Within the entries underneath, how many lines include the string "params"? State only the number.

^^^^^^^^^^^^^^^^

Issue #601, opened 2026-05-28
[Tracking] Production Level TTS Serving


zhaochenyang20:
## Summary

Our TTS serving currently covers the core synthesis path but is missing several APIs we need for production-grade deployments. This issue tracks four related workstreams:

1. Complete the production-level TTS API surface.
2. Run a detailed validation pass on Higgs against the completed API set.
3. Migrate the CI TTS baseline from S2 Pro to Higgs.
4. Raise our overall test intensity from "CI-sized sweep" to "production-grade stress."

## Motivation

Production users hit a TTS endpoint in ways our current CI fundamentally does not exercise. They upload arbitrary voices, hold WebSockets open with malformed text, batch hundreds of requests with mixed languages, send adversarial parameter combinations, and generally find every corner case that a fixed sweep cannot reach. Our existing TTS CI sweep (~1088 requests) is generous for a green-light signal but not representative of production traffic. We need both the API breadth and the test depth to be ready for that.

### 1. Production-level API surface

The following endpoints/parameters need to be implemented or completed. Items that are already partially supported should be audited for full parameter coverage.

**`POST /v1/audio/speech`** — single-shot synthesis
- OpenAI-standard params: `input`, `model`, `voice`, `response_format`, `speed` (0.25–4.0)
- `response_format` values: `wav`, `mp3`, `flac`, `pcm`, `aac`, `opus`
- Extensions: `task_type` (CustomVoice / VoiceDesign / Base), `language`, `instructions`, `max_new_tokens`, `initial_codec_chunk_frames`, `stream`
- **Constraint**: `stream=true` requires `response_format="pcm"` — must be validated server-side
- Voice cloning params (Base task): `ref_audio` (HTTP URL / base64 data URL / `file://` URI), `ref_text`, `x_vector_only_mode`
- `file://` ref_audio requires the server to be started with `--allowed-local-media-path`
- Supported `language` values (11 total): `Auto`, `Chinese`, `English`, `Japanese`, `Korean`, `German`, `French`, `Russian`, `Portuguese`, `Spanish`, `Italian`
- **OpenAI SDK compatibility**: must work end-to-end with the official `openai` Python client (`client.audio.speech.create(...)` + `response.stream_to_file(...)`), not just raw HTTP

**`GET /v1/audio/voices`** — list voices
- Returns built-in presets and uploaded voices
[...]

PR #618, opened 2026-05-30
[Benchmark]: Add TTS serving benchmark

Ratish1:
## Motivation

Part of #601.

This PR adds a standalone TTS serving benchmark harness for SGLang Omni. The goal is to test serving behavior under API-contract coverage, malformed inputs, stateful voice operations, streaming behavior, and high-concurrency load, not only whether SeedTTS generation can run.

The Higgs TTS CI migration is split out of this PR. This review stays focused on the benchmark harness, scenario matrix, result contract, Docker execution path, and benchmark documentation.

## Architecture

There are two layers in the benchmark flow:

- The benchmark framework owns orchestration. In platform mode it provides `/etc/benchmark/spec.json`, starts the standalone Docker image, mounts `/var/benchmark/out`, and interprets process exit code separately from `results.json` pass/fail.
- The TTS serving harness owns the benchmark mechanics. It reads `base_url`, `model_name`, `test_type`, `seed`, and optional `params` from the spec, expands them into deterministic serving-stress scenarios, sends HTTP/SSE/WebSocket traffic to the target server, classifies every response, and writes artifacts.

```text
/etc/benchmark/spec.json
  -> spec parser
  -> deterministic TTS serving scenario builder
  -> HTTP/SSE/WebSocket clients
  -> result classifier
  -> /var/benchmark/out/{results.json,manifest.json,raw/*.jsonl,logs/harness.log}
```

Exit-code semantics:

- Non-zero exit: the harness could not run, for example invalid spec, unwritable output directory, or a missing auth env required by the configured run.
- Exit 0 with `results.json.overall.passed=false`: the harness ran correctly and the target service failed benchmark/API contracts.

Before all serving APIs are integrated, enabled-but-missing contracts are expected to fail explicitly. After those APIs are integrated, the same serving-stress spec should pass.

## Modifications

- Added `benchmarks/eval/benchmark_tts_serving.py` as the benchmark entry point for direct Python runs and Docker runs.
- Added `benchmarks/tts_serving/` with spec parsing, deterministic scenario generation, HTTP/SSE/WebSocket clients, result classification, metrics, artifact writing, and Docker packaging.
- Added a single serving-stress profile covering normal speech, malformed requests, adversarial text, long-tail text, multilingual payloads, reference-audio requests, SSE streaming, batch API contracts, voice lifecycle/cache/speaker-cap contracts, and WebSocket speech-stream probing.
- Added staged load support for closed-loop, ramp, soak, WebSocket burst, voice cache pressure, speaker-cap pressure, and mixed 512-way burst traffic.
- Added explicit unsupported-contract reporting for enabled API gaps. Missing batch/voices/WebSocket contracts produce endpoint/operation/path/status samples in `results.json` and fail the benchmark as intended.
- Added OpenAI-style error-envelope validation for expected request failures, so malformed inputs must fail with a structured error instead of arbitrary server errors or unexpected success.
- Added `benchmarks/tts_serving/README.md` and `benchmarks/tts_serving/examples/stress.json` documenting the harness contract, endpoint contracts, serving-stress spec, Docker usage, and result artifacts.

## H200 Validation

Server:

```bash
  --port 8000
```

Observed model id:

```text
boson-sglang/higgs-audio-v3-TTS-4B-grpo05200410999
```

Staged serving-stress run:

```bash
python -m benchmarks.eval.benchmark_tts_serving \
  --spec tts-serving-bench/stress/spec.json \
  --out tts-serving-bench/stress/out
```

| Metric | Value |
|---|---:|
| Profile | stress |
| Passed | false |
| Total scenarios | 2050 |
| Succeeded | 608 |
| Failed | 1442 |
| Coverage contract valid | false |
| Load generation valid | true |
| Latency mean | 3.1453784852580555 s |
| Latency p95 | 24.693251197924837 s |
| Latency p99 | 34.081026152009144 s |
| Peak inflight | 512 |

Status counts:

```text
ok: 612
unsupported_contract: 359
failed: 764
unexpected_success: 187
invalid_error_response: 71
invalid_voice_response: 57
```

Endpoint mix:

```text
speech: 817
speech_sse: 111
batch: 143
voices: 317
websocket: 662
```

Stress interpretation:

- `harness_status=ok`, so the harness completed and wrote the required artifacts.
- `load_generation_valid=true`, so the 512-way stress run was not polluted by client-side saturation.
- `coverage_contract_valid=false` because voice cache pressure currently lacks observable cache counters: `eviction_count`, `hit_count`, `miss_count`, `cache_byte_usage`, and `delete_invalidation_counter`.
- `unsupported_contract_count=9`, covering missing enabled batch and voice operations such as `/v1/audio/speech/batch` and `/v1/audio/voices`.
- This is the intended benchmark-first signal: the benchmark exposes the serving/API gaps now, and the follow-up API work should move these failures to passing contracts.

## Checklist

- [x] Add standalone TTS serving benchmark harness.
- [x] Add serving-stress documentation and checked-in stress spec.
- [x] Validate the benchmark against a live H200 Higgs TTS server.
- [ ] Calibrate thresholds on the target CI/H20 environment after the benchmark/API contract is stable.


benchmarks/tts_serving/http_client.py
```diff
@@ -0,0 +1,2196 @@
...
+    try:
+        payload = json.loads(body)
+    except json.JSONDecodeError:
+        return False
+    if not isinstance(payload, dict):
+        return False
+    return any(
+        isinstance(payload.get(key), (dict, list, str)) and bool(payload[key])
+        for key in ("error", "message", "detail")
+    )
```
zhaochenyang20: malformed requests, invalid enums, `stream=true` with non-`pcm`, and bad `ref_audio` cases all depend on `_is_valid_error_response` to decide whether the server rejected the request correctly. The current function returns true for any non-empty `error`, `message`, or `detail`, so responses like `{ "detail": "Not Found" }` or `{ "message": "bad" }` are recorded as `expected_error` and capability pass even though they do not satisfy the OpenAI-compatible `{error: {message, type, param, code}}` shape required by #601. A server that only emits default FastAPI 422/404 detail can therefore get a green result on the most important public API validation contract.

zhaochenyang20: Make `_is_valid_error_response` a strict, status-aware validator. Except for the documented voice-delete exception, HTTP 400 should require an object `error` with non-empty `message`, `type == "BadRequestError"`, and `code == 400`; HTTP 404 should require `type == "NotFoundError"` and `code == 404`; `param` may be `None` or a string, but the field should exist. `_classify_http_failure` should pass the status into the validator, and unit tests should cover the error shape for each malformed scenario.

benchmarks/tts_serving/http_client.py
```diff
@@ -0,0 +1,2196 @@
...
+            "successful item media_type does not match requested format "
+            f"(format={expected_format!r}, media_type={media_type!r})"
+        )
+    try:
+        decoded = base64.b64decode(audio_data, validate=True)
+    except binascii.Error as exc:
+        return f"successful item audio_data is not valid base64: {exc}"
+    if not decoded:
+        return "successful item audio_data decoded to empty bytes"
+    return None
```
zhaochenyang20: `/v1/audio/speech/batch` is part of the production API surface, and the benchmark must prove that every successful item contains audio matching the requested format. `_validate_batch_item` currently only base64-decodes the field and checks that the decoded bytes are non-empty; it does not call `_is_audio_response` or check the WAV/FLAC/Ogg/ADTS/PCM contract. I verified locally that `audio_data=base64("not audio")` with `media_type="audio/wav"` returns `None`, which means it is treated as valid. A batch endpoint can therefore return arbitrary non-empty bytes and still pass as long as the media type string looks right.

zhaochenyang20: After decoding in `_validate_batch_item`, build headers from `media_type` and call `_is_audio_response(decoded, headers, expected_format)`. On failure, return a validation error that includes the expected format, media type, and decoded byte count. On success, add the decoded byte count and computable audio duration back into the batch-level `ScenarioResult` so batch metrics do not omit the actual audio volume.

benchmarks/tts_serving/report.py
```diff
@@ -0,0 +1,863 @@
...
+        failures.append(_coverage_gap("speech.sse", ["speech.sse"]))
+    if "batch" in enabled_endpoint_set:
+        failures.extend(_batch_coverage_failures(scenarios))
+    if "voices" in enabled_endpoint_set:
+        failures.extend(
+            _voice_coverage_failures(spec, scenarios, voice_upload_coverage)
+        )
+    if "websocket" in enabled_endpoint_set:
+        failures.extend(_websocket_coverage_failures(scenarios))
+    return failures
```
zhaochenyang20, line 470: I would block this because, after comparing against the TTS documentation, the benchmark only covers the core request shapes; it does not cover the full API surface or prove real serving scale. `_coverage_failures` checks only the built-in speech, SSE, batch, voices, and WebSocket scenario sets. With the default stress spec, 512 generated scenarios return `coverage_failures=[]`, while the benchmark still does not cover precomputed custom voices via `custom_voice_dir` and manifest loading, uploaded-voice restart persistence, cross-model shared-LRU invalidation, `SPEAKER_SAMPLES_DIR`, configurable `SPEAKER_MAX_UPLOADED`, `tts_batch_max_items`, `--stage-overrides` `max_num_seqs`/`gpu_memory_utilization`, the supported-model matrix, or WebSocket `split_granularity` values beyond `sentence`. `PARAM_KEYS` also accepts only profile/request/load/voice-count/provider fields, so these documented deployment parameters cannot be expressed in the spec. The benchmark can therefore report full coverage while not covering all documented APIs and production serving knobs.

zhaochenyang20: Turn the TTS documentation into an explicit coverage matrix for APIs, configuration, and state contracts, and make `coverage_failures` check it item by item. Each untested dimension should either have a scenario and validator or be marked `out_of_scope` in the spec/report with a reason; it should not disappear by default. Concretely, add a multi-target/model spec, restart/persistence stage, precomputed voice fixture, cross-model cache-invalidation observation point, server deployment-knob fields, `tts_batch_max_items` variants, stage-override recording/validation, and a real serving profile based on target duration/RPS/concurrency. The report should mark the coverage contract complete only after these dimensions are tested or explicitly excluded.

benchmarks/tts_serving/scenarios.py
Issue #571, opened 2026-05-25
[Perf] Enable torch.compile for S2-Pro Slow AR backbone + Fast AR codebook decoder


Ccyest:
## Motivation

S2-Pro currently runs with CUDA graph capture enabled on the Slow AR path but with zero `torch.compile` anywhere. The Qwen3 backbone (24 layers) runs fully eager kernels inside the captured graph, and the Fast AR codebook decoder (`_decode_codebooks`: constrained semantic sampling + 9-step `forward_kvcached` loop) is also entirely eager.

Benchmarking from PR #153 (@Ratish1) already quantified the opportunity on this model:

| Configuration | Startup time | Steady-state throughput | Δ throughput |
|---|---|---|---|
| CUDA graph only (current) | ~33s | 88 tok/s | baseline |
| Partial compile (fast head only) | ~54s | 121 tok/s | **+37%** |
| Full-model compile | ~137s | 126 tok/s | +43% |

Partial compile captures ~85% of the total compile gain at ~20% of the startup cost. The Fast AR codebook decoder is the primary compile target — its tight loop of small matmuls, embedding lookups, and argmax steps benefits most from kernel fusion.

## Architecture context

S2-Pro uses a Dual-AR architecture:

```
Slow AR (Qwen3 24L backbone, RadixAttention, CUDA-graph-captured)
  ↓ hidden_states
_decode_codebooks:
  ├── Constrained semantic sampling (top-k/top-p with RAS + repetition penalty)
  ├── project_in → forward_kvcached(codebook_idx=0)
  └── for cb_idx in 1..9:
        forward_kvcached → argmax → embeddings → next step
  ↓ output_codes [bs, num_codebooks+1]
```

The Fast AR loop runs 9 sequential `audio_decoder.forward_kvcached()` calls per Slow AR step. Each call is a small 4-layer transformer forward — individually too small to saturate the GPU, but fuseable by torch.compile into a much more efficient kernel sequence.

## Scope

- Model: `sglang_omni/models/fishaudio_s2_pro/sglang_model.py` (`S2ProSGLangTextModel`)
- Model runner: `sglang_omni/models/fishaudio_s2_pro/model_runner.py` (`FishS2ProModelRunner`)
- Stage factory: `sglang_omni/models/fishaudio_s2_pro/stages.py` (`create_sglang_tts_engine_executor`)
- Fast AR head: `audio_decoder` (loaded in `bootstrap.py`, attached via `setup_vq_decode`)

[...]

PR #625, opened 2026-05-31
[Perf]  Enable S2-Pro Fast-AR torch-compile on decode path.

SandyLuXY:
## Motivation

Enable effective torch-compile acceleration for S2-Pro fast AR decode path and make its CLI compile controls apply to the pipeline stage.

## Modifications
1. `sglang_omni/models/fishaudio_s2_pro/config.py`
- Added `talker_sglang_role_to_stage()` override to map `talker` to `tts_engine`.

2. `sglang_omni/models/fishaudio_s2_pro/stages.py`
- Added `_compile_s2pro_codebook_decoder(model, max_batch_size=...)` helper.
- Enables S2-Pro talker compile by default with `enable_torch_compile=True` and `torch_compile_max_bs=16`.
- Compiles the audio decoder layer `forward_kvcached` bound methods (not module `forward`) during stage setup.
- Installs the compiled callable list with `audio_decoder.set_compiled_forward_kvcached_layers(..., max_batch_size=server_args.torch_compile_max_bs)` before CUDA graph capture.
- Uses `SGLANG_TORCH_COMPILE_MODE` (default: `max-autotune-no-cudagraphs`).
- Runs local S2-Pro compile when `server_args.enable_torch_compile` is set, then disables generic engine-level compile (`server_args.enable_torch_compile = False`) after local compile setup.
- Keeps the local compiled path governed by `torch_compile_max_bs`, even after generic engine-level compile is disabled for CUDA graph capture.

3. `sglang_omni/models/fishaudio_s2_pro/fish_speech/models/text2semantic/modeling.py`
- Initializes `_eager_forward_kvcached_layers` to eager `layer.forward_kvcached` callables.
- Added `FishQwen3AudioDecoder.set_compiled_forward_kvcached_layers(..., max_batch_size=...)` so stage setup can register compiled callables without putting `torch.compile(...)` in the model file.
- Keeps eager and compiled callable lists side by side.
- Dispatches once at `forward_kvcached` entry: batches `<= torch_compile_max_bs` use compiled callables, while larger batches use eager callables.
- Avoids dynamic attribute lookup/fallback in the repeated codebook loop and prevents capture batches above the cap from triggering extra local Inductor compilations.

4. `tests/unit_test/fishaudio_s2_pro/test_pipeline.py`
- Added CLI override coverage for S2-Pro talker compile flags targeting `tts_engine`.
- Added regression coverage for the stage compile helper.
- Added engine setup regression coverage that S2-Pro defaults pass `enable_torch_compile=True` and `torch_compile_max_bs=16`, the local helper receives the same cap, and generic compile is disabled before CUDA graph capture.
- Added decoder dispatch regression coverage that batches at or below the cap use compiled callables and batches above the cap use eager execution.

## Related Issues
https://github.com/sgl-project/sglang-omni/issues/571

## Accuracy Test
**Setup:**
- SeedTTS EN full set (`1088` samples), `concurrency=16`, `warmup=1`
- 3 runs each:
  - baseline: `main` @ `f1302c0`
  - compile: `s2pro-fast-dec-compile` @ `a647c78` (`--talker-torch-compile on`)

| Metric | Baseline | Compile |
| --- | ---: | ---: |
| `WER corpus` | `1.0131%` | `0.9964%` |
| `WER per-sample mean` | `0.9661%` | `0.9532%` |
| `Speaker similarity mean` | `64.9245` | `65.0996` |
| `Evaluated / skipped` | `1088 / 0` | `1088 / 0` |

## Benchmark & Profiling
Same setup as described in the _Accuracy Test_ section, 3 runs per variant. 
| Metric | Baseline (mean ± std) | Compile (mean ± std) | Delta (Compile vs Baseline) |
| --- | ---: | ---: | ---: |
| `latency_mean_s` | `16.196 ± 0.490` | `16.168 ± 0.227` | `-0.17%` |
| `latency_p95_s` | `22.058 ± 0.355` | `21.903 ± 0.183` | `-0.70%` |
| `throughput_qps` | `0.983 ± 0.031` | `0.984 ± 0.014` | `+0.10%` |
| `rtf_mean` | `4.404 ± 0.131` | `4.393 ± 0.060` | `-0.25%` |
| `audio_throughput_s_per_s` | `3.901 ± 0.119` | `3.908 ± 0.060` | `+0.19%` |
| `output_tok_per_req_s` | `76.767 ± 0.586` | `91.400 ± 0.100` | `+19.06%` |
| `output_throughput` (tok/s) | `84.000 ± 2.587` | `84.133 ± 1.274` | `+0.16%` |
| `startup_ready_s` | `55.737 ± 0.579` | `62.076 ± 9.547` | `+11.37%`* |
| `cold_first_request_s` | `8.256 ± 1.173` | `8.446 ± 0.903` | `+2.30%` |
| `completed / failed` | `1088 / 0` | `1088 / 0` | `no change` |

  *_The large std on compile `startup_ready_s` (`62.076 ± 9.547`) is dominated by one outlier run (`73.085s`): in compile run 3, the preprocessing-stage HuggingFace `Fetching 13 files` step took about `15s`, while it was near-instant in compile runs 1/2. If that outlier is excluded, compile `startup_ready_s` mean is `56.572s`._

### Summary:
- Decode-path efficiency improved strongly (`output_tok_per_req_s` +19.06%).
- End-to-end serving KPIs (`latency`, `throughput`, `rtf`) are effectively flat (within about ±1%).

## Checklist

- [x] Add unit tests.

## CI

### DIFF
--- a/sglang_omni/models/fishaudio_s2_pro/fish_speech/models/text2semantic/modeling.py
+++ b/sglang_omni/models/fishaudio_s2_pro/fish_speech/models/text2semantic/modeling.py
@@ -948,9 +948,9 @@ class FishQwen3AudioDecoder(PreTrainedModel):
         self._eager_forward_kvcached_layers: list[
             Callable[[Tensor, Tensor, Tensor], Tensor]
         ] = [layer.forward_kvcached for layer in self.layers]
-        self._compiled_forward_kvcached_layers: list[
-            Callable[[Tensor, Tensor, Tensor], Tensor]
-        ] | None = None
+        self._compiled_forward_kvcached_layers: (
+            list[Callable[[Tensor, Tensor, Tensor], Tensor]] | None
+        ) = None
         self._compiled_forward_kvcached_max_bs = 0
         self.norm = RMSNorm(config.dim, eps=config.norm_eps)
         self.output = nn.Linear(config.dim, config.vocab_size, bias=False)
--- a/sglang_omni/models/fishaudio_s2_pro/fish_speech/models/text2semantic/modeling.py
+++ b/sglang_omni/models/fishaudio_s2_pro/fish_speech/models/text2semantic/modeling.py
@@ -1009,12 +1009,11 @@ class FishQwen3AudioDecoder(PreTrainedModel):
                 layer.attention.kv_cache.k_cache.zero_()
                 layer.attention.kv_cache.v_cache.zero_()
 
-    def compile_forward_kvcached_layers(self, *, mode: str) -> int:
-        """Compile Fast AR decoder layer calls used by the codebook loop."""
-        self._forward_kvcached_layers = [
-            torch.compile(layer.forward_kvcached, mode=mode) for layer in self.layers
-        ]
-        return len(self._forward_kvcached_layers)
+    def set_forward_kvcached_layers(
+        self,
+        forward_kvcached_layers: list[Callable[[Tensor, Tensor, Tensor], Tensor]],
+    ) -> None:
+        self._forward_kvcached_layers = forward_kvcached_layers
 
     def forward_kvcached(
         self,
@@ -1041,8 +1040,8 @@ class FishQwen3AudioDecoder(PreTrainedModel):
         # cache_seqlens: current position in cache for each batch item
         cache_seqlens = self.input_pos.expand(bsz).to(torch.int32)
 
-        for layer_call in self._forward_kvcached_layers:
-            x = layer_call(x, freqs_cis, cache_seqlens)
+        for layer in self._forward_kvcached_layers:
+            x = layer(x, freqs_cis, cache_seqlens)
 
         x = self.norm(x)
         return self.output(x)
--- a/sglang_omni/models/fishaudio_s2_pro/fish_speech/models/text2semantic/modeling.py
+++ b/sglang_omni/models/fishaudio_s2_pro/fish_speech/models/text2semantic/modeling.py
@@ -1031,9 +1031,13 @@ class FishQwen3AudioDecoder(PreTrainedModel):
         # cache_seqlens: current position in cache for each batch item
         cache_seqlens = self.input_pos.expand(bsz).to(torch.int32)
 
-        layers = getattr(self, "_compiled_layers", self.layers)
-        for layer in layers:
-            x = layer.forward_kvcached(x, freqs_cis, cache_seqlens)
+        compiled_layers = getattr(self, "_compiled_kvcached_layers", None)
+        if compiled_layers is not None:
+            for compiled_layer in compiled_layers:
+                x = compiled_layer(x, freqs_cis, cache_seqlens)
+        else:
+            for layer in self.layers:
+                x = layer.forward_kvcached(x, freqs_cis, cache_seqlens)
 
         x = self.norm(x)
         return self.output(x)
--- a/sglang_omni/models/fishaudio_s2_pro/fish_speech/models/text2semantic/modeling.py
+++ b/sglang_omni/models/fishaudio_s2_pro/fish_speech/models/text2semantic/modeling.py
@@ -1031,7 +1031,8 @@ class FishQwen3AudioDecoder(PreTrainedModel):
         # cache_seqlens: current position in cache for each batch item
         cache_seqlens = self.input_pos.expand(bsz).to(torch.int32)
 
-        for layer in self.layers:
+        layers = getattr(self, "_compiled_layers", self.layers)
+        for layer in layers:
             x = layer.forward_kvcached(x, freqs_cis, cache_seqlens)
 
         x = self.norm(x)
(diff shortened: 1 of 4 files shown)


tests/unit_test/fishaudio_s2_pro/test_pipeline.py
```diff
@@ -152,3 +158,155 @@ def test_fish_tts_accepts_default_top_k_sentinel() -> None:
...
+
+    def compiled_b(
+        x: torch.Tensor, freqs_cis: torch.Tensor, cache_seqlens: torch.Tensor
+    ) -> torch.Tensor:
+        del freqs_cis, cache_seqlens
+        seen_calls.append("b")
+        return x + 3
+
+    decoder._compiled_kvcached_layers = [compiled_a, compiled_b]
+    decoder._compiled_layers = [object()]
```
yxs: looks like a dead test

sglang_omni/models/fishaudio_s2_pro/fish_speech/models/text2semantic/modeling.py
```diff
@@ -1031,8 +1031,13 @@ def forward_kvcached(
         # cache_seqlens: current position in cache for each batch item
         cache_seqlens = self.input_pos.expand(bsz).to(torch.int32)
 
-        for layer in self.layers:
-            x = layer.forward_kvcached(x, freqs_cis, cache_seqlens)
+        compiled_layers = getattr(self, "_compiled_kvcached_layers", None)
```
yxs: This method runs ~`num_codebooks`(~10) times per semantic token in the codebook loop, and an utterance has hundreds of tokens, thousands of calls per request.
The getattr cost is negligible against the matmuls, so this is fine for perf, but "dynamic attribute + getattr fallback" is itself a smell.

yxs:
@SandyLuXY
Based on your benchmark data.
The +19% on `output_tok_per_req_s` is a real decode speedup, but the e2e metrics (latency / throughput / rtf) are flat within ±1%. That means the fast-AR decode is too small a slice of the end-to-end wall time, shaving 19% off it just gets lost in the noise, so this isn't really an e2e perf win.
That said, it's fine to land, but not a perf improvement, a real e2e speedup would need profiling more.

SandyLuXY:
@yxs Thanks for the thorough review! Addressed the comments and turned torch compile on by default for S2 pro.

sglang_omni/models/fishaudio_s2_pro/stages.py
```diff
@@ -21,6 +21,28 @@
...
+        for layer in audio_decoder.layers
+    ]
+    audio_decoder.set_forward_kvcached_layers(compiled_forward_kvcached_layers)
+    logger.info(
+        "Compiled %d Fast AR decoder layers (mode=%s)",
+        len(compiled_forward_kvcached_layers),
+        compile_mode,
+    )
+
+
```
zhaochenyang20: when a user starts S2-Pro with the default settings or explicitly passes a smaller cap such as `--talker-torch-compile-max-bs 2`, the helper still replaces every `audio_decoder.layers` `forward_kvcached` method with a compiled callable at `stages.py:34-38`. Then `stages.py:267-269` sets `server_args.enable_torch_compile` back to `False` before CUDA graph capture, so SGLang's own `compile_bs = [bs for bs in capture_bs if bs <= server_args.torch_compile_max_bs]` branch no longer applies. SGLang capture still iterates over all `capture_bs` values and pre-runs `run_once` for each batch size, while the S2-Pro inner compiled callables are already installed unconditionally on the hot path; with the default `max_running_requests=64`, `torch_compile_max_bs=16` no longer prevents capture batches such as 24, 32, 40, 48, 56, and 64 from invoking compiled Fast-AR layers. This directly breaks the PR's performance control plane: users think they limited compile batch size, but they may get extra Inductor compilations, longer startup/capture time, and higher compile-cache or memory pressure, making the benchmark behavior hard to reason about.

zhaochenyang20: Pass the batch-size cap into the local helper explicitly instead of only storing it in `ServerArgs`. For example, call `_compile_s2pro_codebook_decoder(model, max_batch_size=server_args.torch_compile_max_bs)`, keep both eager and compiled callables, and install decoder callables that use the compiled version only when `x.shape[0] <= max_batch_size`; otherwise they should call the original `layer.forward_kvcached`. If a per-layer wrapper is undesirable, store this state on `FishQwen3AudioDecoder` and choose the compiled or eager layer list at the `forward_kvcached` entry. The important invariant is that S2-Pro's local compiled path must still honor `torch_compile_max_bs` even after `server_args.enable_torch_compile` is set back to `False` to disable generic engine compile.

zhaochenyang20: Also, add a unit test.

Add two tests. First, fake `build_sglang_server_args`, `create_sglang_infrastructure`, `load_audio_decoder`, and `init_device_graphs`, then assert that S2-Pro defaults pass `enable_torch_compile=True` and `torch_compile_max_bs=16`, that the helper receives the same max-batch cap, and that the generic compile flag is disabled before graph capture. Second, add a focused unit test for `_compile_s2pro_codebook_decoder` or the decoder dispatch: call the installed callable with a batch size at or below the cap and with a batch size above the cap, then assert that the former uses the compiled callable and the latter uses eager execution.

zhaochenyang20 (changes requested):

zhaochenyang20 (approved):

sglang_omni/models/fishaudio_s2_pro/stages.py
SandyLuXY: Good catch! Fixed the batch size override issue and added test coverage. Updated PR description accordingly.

^^^^^^^^^^^^^^^^

== Answer area ==
3